In the records below, find the lines that include "FALSE" and copy each.
═══ EXCERPTED RECORDS ═══
PR #143, opened 2016-11-21
T13749

GeorgesStavracas:
https://phabricator.endlessm.com/T13749

### DIFF
--- a/gnome-initial-setup/pages/network/gis-network-page.c
+++ b/gnome-initial-setup/pages/network/gis-network-page.c
@@ -599,7 +599,6 @@ gis_network_page_constructed (GObject *object)
   DBusGConnection *bus;
   GError *error;
   gboolean visible = TRUE;
-  gboolean has_ethernet_connection = FALSE;
   GtkWidget *box;
 
   G_OBJECT_CLASS (gis_network_page_parent_class)->constructed (object);
@@ -618,24 +617,12 @@ gis_network_page_constructed (GObject *object)
       if (!nm_device_get_managed (device))
         continue;
 
-      switch (nm_device_get_device_type (device)) {
-      case NM_DEVICE_TYPE_ETHERNET:
-        has_ethernet_connection = TRUE;
-        break;
-
-      case NM_DEVICE_TYPE_WIFI:
+      if (nm_device_get_device_type (device) == NM_DEVICE_TYPE_WIFI) {
         /* FIXME deal with multiple, dynamic devices */
-        g_set_object (&priv->nm_device, device);
-
-      default:
-        continue;
+        priv->nm_device = g_object_ref (device);
+        break;
       }
     }
-  }
-
-  if (has_ethernet_connection) {
-    visible = FALSE;
-    goto out;
   }
 
   if (priv->nm_device == NULL) {
--- a/gnome-initial-setup/pages/network/gis-network-page.c
+++ b/gnome-initial-setup/pages/network/gis-network-page.c
@@ -59,6 +59,7 @@ struct _GisNetworkPagePrivate {
   GtkWidget *skip_button;
 
   guint refresh_timeout_id;
+  guint network_handler_id;
 };
 typedef struct _GisNetworkPagePrivate GisNetworkPagePrivate;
═══
RESULT FOR THIS TASK.
-  gboolean has_ethernet_connection = FALSE;
-    visible = FALSE;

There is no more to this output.